Die Gemeinden rüsten sich für die Kommunalwahl am 6. Mai 2018. Die Themen sind klar umrissen und bereits jetzt Bestandteil der politischen Diskussionen: Straßenausbaubeiträge, Windkraft, Kita-Gebühren, Haushalt, ÖPNV oder Großprojekte wie die Nooröffnung oder Entwicklung des Bahnhofsquartiers in Eckernförde. Mit Spannung wird allerorten die Aufstellung der Kandidaten erwartet. Und da sollen insbesondere die Frauen eine stärkere Rolle spielen und mitentscheiden, was in den Gemeinden passieren soll. Mit ihrer großen Kampagne „Frauen in die Kommunalpolitik“ unterstützen sechs Gleichstellungsbeauftragte aus dem Kreis Rendsburg-Eckernförde bereits seit Januar eine stärkere Einbindung von Frauen in die Politik vor Ort, dort, wo Entscheidungen die Menschen direkt berühren. Gestern informierten Bibeth von Lüttichau, Gleichstellungsbeauftragte des Amtes Hüttener Berge, und ihre Amtskollegin Nina Jeß vom Amt Schlei-Ostsee mit Unterstützung von Politikerinnen aus der Region die Passanten in der Fußgängerzone in Eckernförde. „Vor Ort: Mitreden, Mitentscheiden, Mitgestalten“ lautete die Botschaft der Abschlussaktion. Die freundliche Ansprache durch die beiden Gleichstellungsbeauftragten sowie bekannte Politikerinnen wie Serpil Midyatli, stellvertretende Fraktionsvorsitzende der SPD-Landtagsfraktion, der SSW-Abgeordneten Jette Waldinger-Thiering oder der beiden Bürgermeisterinnen Ulrike von Bargen (CDU) aus Thumby und Ursula Schwarzer (SPD) aus Fleckeby und natürlich die Bedeutung des Themas an sich kamen gestern vormittag bei fast allen Passanten gut an. Schnell war man im Gespräch, man sah angeregte Diskussionen und viel Kopfnicken bei Frauen und bei Männern.

„Es ist sehr wichtig, dass sich mehr Frauen in der Kommunalpolitik engagieren“, sagt Jette Waldinger-Thiering. Während die Eckernförder Ratsversammlung mit zahlreichen engagierten Frauen weiblich gut bestückt sei, sei dies bis auf Ausnahmen im Umland leider noch nicht so ausgeprägt. „Torten für das Kinderfest werden wie selbstverständlich von Frauen gebacken, aber im Bau- und Finanzausschuss muss man nach ihnen suchen“, sagt Bibeth von Lüttichau, die sich mehr Mut von den Frauen und mehr Unterstützung durch die Männer wünscht. „Frauen sollten sich ruhig trauen. Es ist wichtig, dass Frauen in ihrem Lebensumfeld gestaltend mitwirken.“ Viele Frauen wüssten beispielsweise nicht, dass Gemeinden auch nachgewiesene Kinderbetreuungskosten oder Pflegekosten für die Zeit der ehrenamtlichen Tätigkeit in der Kommunalpolitik ersetzen. Auch Verdienstausfall, Fahrt- und Reisekosten würden laut der Entschädigungsverordnung des Landes übernommen.
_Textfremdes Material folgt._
Issue #8034, opened 2025-07-14
[AI] AI casts Olivia's Wrath when it doesn't have any vampire in play.


Eradev:
**Describe the bug**
AI will cast Olivia's Wrath even when it doesn't have any vampire in play.

**Expected behavior**
Should only cast if it can kill one or more creatures.

**Desktop (please complete the following information):**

Aber an erster Stelle steht das Engagement und der Wunsch der Frauen, in ihren Gemeinden Verantwortung zu übernehmen. So wie dies beispielsweise Ulrike von Bargen in Thumby oder Ursula Schwarzer in Fleckeby tun. „Wir möchten gerade auch Männer mobilisieren, dass sie Frauen ermutigen, sich in der Kommunalpolitik zu engagieren“, sagt Ulrike von Bargen. In Thumby gebe es neben ihr nur noch eine Gemeindevertreterin. In Fleckeby sind es drei von 15 Gemeinderatsmitgliedern. Die Kandidatenliste zumindest der SPD für die nächste Kommunalwahl ist aber schon mal paritätisch besetzt, sagt Bürgermeisterin Schwarzer.